The question is how do you take an integrated approach and deconvolute this to give you
specific structures and sequences, their abundance and their location, so that you can
begin to understand biology. In many ways, I'm going to use this example to illustrate
the concept behind how to approach sequencing these mixtures of complex carbohydrates.
It's sort of like solving a puzzle during imaging. Here's a picture of an elephant.
Use a variety of different techniques to image. You get a variety of different data sets for that.
If you don't really integrate the data sets and look for correlation, your image is blurry.
The more you have data, the more you're able to integrate, you're able to get a clearer
picture of the image. So, what do I mean by that? Part of the field in the area of
carbohydrates that has really come up with this variety of orthoginal techniques,
such as ESIMS, NMR, maldi MS, a variety of enzymes, to access not only the linear sugars
but the branch sugars, so that you can then generate a variety of orthogonal data sets
that can be brought together to be able to look at various structures and how not only
are you looking at sequences and components of sequences in a particular species,
but look at this entire thing in the context of a mixture so that you can then begin to
look at structure function relationship at a complex level, rather than a simple level,
and we now have glycomic database that gets correlated with both genomic and proteomic database.
This is a one sort of slide that really summarizes a variety of different things that
different groups in the field have done, including ours, and we have specifically focused
on the GAG field to be able to understand how to look at mixtures, looking at mixtures
of heparin, mixtures of low molecular weight heparin, and mixtures of chondroitin as an example.
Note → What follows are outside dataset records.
PR #7368, opened 2025-03-12
pkg/component/runtime: limit scope of updateInProgress status flag

efd6:
## What does this PR do?

```
pkg/component/runtime: limit scope of updateInProgress status flag

The updateDoneChan and upDateInProgress status variables were not accessed or
updated outside the scope of (*Manager).runLoop except during initialisation,
and the scope is only in existence once, so make them local to that scope.
```

## Why is it important?

Reduces code and limits range for bug in doing so.

## Checklist

This is unclear to me. Running `go test` in the package at main (currently 456bcdad83e58b34286af4cb137fac7529b29b42) fails, so what a correct test set-up is is unclear.

## Related issues

-

## Questions to ask yourself

- ...

### DIFF
--- a/pkg/component/runtime/manager.go
+++ b/pkg/component/runtime/manager.go
@@ -115,23 +115,11 @@ type Manager struct {
 	// to the internal run loop.
 	updateChan chan component.Model
 
-	// Component model update is run asynchronously and pings this channel when
-	// finished, so the runtime manager loop knows it's safe to advance to the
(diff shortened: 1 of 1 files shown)


swiatekm (approved):
Looks reasonable to me, but I'd feel more confident if @blakerouse had a look as well.

blakerouse (approved):
Looks like a safe change to me. Not clear why it wasn't done this way initially.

And, obviously, these have been very effective in using glycans for biomarkers, because that's
obviously a very important area. And, a lot of us do genetic and proteomic biomarkers,
and the role of glycans, because you can access not only cells but serum to look at the
various structures and the abundance, presence, absence, and ratios of the variety of
these molecules, and this truly gets to some of the structure function relationship
issues like I've been talking about.